# 2001 Saturn SC2 loss of radiator fluid..



## Windows on Wash (Aug 30, 2011)

Head gaskets can be weeper and internal to the point that they won't blow as much smoke as you think. Kind of like a constant steam cleaning of the engine.

Pressure test is or get get a sniffer hooked up to the overflow bottle.


----------



## ukrkoz (Dec 31, 2010)

Look for internal leaks under carpet. Leaks on firewall, where hoses enter heater core.
KISS it. Buy contrast dye and shine UV light under everywhere.
Weeping leak won't do this and yes, engine would run ****ty. You have MAJOR leak somewhere.


----------



## noquacks (Jun 5, 2010)

Doc Holliday said:


> No evidence of radiator fluid, at this point it's all water, leaking or dripping onto the ground underneath the car. This only began recently, I have to fill up radiator (through overfill bottle) pretty much twice daily.
> 
> I've changed the thermostat and at that time a lot of water spewed from the radiator, and I though I had it licked but nope, next day the low radiator dash light came on as the car began reaching halfway hot line.
> 
> ...


Doc,

Im not clear on this so far- are you saying above you only have water in the cooling system? No antifreeze fluid mixed in? Cuz you say the puddle is "all water"........


----------



## noquacks (Jun 5, 2010)

Cuz Im reading so far "no evidence of fluid...its all water..." , so then how can the water seperate (??)


----------



## ukrkoz (Dec 31, 2010)

Sounds like he "saved a buck or 2" and simply kept adding water instead of coolant. At that rate of leak, I am not even blaming him.


----------



## noquacks (Jun 5, 2010)

OK, I get it UK. Thaks, Yes, as advised above, time to rent (for free) a psi tester from AZ. Pump it up to about 35 psi, I think........ythen observe and marvel at the seepage. LOL


----------



## Doc Holliday (Mar 12, 2011)

what I meant is since this has happened, the need to fill the radiator repeatedly, I've only used water to fill radiator. 

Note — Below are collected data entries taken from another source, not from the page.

Issue #743, opened 2026-04-14
refactor: split settings.h to reduce recompile blast radius


skialpine:
## Problem

`settings.h` is 1,104 lines and is included by 41+ `.cpp` files (123 when counting transitive includes). Any change to the header — even adding a single method — recompiles most of the project. It's the largest non-template header by 2x and has the widest include footprint.

For comparison:
| Header | Lines | Direct includers |
|--------|-------|-----------------|
| **settings.h** | **1,104** | **41** |
| shothistorystorage.h | 455 | 20 |
| de1device.h | 281 | 24 |
| profile.h | 318 | 12 |
| maincontroller.h | 282 | 10 |

## Impact

Recent example: PR #742 added 3 methods for flow calibration batch storage. This caused a near-full recompile despite the new methods only being used by `maincontroller.cpp`.

## Options

1. **Split by domain** — `CalibrationSettings`, `EspressoSettings`, `UISettings`, etc. Each consumer only includes the settings it needs. Biggest win, biggest refactor.

2. **Pimpl pattern** — Move `QSettings` member and internal caches behind a private impl pointer. The header becomes stable (just method signatures), so adding internal state doesn't trigger recompiles.

3. **Extract targeted additions** — For self-contained features (like the flow cal batch store), put them in their own class that only the consumer includes. Incremental, low-risk.

## Not urgent

This is a build-time quality-of-life issue, not a correctness issue. Worth addressing when there's a natural opportunity (e.g., a larger refactor touching settings).

skialpine:
Done. The split landed in three tiers (archived under `openspec/changes/archive/`):

- Tier 1 + Tier 2: extracted MQTT, theme, network, AI, MCP, autowake, brew, app, hardware, DYE, visualizer into `settings_<domain>.h/.cpp`
- Tier 3 (today, e927c65b): extracted SAW + flow-cal into `settings_calibration`

Result:
- `src/core/settings.h`: **1,104 → 200 lines** (82% reduction). Now a thin façade.
- 12 domain headers: `settings_ai/app/autowake/brew/calibration/dye/hardware/mcp/mqtt/network/theme/visualizer`.

[...]

PR #852, opened 2026-04-25
Split Settings into 7 domain sub-objects (PR1 + Tier 1 of PR2)

skialpine:
## Summary

Decomposes the 1,170-line `Settings` class into composition-based domain classes to reduce recompile blast radius (issue #743). Also extracts shot-history struct types into their own header for the same reason.

Each sub-object is a standalone `QObject` with its own `QSettings` instance and `Q_PROPERTY` declarations. `Settings` owns the sub-objects and exposes them via `Q_PROPERTY` for QML access:

```qml
// Before
checked: Settings.mqttEnabled
// After
checked: Settings.mqtt.mqttEnabled
```

`Q_DECLARE_OPAQUE_POINTER` lets `settings.h` keep forward declarations of the sub-object types — so domain headers aren't transitively pulled in via `settings.h`.

## What's in this PR

**Domain classes added (7 of 11):**

| Domain | Properties | Key consumer dropped settings.h? |
|---|---|---|
| `SettingsMqtt` | 10 MQTT broker/publish | – (still needs steam state) |
| `SettingsAutoWake` | 4 wake schedule | ✅ AutoWakeManager |
| `SettingsHardware` | 6 heater calibration | ✅ DE1Device::setSettings |
| `SettingsAI` | 8 provider/keys + configurationChanged aggregate signal | – (uses settings.h for other things via raw value()) |
| `SettingsTheme` | ~25 theme/shader/font/brightness + invokables | – |
| `SettingsVisualizer` | 8 upload + defaultShotRating | – |
| `SettingsMcp` | 4 MCP server | – |

**Shot history types extracted:**
- `src/history/shothistory_types.h` containing `ShotRecord`, `HistoryShotSummary`, `ShotFilter`, `ShotSaveData`, `GrinderContext`, `HistoryPhaseMarker`
- `shothistorystorage.h` re-exports it
- `shotfileparser.h` switched to the lite types header

**OpenSpec proposal** committed to `openspec/changes/split-headers-by-domain/`.

## Metrics

- `settings.h`: **1,170 → 887 lines** (24% reduction)
- ~35 QML files migrated to `Settings.{domain}.{prop}` access
- ~15 C++ consumer files updated
- `tst_Settings`: **14/14 pass**
- macOS test build: **clean**

## What's deferred

4 remaining domains — `SettingsBrew`, `SettingsDye`, `SettingsNetwork`, `SettingsApp` — are documented as deferred in `tasks.md`. They're larger and have more cross-domain coupling (e.g., `setDefaultShotRating` ↔ `setDyeEspressoEnjoyment`); doing them well needs a dedicated session. The composition pattern is now established, so the follow-up should mostly be mechanical.

One behavior change worth flagging: `setDefaultShotRating()` no longer auto-syncs `dyeEspressoEnjoyment`. `MainController` already does this sync at the relevant call sites (lines 1834, 2101); QML/MCP callers that previously relied on the side effect now need to update both explicitly. Documented inline in `settings_visualizer.cpp`.

## Test plan
- [x] macOS Debug build (Decenza app + all test executables)
- [x] `tst_Settings` 14/14 pass
- [ ] Smoke-test the QML migrations (Mqtt tab, AutoWake schedule, Theme color editor, AI keys, Visualizer upload, MCP toggle, Steam/HotWater pages for hardware properties) on a real machine
- [ ] Confirm settings persistence — toggle a value in each migrated domain, restart app, verify it survived


skialpine:
### Code review

Found 3 issues:

1. **Broken `Connections { target: Settings }` block — theme editor swatches won't refresh**

`SettingsThemesTab.qml` listens for `onEditingPaletteChanged`, `onCustomThemeColorsChanged`, and `onIsDarkModeChanged` on `Settings`, but those signals moved to `SettingsTheme`. QML silently ignores handlers when the target doesn't emit the named signal, so the theme editor's swatch refresh + dark/light auto-switch are broken. Should target `Settings.theme`.

https://github.com/Kulitorum/Decenza/blob/1d98ca01637912a9f156ce6e2ea03d67f32f0ed3/qml/pages/settings/SettingsThemesTab.qml#L92-L108

2. **`setDefaultShotRating` side-effect dropped on QML/MCP paths**

The comment in `setDefaultShotRating()` claims callers handle the cross-domain sync to `dyeEspressoEnjoyment`, but no caller actually wires it: `SettingsVisualizerTab.qml` writes the value with no follow-up, `mcptools_write.cpp` does the same, and `MainController` only syncs in shot-save callbacks (after a shot finishes), not on the live setting change. Pre-PR, changing the default rating in the Visualizer tab pre-filled the current shot's enjoyment immediately. Suggest wiring `connect(m_visualizer, &SettingsVisualizer::defaultShotRatingChanged, this, [this]{ setDyeEspressoEnjoyment(m_visualizer->defaultShotRating()); });` in `Settings::Settings()`.

https://github.com/Kulitorum/Decenza/blob/1d98ca01637912a9f156ce6e2ea03d67f32f0ed3/src/core/settings_visualizer.cpp#L88-L98

3. **`m_settings ?` guards a `m_settingsMqtt->X()` dereference in mqttclient.cpp**

After the split, several null guards check the wrong pointer. E.g., `QString clientId = m_settings ? m_settingsMqtt->mqttClientId() : "";` — the guard on `m_settings` doesn't actually protect the `m_settingsMqtt` dereference. Doesn't crash today (both are always constructed together) but the invariant the guard suggests is wrong. Replace `m_settings ?` with `m_settingsMqtt ?` for the MQTT-only reads.

https://github.com/Kulitorum/Decenza/blob/1d98ca01637912a9f156ce6e2ea03d67f32f0ed3/src/network/mqttclient.cpp#L100-L120

skialpine:
### Code review

Found 1 issue in the 4 commits since the prior review:

1. **Two more `m_settings ?` guards still around `m_settingsMqtt->X()` derefs in mqttclient.cpp**

The earlier sed-style fix caught the `m_settings ? m_settingsMqtt->X() : default` ternary form (9 sites) but missed the negated-`if-return` form. Same bug pattern, same risk profile (latent — both pointers always non-null in practice from the single MainController call site, but the guard checks the wrong invariant). Quick fix: change both to `m_settingsMqtt`.

`connectToBroker` — guard is on `m_settings`, deref is on `m_settingsMqtt`:
https://github.com/Kulitorum/Decenza/blob/1224b355c1c425f561103afed9a9e14c81068fde/src/network/mqttclient.cpp#L283-L295

`publishHomeAssistantDiscovery` — same pattern:
https://github.com/Kulitorum/Decenza/blob/1224b355c1c425f561103afed9a9e14c81068fde/src/network/mqttclient.cpp#L866-L872

The 3 issues from the prior review are otherwise correctly fixed. The QObject* sub-object accessor approach (`1224b355`) successfully restores the build win — touching `settings_mqtt.h` now recompiles 9 .cpp files in the main Decenza target instead of 41.

<details>

- [Worth a look] Stale `Q_DECLARE_OPAQUE_POINTER in settings.h` reference in [src/main.cpp comment](https://github.com/Kulitorum/Decenza/blob/1224b355c1c425f561103afed9a9e14c81068fde/src/main.cpp#L1614-L1620) — the macro was removed in commit `1224b355`, comment wasn't updated (score: 72)
- [Worth a look] [settings.h Q_PROPERTY comment](https://github.com/Kulitorum/Decenza/blob/1224b355c1c425f561103afed9a9e14c81068fde/src/core/settings.h#L26-L34) explains the runtime metaObject mechanism but omits that `qmlRegisterUncreatableType<SettingsMqtt>(...)` in main.cpp is the prerequisite — without it the same bug recurs (score: 50)
- [OK to skip] [settings.cpp connect comment](https://github.com/Kulitorum/Decenza/blob/1224b355c1c425f561103afed9a9e14c81068fde/src/core/settings.cpp#L354-L362) says "applies immediately to the next shot" — slightly imprecise (also affects in-progress shot's enjoyment field), but intent is clear (score: 50)

</details>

But no fluid on the ground, no steam from engine, no loss of power, cranks right up, no visible anything from exhaust, no floor board wet, no nothing.

No hint in other words..

Thanks all..


----------



## beenthere (Oct 11, 2008)

Test the radiator cap, it may be weak, and not maintaining pressure. And pushes water out through the over flow tank while you drive.


----------



## 47_47 (Sep 11, 2007)

Either leaking or burning. Easy enough to pull the plugs. Do any look very clean / blistered? Saturns had a problem with the ECT cracking and also connector corroding, causing low temp reading to the PCM, fan not coming on and then overheating. Sensor has a brown or grey two wire connector at the back of the head.

Twin cams rarely milk shaked, single on the other hand often did from a bad casting in #2 or 3 cam journal.


----------



## Windows on Wash (Aug 30, 2011)

47_47 said:


> Either leaking or burning. Easy enough to pull the plugs. Do any look very clean / blistered? Saturns had a problem with the ECT cracking and also connector corroding, causing low temp reading to the PCM, fan not coming on and then overheating. Sensor has a brown or grey two wire connector at the back of the head.
> 
> Twin cams rarely milk shaked, single on the other hand often did from a bad casting in #2 or 3 cam journal.


Here is a man that knows his I4s.

Are you a technician?


----------



## 47_47 (Sep 11, 2007)

Used to be a Saturn line tech for almost 9 years. Our shop was bumper to bumper and you got the next order in line. The S series is a basic car and after a few months you get used to seeing the same problems. Only issue with cooling leaks was the water pump and external seepage from the head gasket on the intake side, but that was when the cars were newer.


----------



## ktkelly (Apr 7, 2007)

Anyone says a leaking head gasket will always cause a car to run ragged, never drove my old Ford van with a 352.


No white smoke, no hesitation. Ran like a clock.

But the "water bill" was crazy...:laughing:


----------



## ukrkoz (Dec 31, 2010)

ktkelly said:


> Anyone says a leaking head gasket will always cause a car to run ragged, never drove my old Ford van with a 352.
> 
> 
> No white smoke, no hesitation. Ran like a clock.
> ...


That's cuz you had likely a V8 in it, right? And coolant leaked only into one or 2 cylinders, so the rest of them pulled extra job for the brethren. Water is water. Non compressible and non combustible. This never goes hand in hand with good engine work. :whistling2:


----------



## Windows on Wash (Aug 30, 2011)

+1

Hydro lock is not fun.


----------



## Doc Holliday (Mar 12, 2011)

I'll get to checking the plugs soon. Car is in back yard ( I have a lot of back yard) dead due to lack if use, been sitting for a few weeks as I've purchased a 1999 Trailblazer (yes the Trailblazer was made in '99) with only 60k original miles, two tone tan and brown leather interior and whatever else luxuries were offered in 1999 for my girlfriend. I picked that little gem up for $3250, one original owner. Looks brand new, runs brand new. :thumbsup:

Might be a some time before I actually get to this Saturn as now it's pretty much dead space and not needed, but when I do I will return. Thanks.


----------



## 95025 (Nov 14, 2010)

This wouldn't be the first time a leaking head gasket caused enough pressure in the coolant system to "blow" coolant out of the radiator and into the reservoir, and out of the reservoir.

That'd be my guess.


----------